Once the malware finds its target function, then it proceeds into executing the cyan code block which is responsible for resolving the target function’s vaddress. First, it uses the current index to the AddressOfNames table to index into the AddressOfNameOrdinals table and fetch the ordinal corresponding to the current function. Then, it indexes into the AddressOfFunctions table using that same ordinal to fetch the vaddress of our target function. Finally, it stores the resolved address into the appropriate stack variable and either moves on to the next iteration (if there’s still one more function to resolve), or quits the dynamic API resolution code altogether (if all function names have been resolved).

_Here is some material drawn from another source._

PR #747, opened 2020-11-22
WIP: Support reading opaque data recursively

jmert:
This builds on top of the changes in #745.

Most of the added code is just tests of reading and writing opaque objects, and I've simplified the special-cased `read(::AttributeOrDataset, ::Type{Opaque}` implementation just a bit.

Tackling Module and API Hashing:

Coming back to the purple section of the code concerned with API hashing, we can circumvent this by either using a debugger or using rainbow tables.

For the first method, we can essentially set a breakpoint right after the name is resolved and see which function it was looking for. Doing so on our previous code sample, we can see that the first hash for instance corresponds to the CreateThread() API function (Figure 7).

fig-7 Figure 7: Examining the resolved function VA in a debugger by means of a breakpoint

For the second method, we can either compute our own rainbow tables using FLARE’s shellcode_hashes for instance, or rely on the extensive OALabs’ HashDB rainbow table which already includes many hashes for many malware families.

Conclusion:

In this blogpost, we’ve gone over the following points:

  • Types of linking: static, dynamic implicit, dynamic explicit.
  • How to locate the Process Environment Block during execution (using the TEB and FS/GS register)
  • How to get the list of loaded modules in a process.
  • How to find the in-memory PE images of loaded DLLs.
  • How to parse the exports table of a loaded DLL during execution.
  • How to circumvent API name hashing.

Combining these concepts together allows us to effectively analyze malware that dynamically imports its dependencies without having to rely on the conventional methods.

This post is licensed under CC BY 4.0 by the author.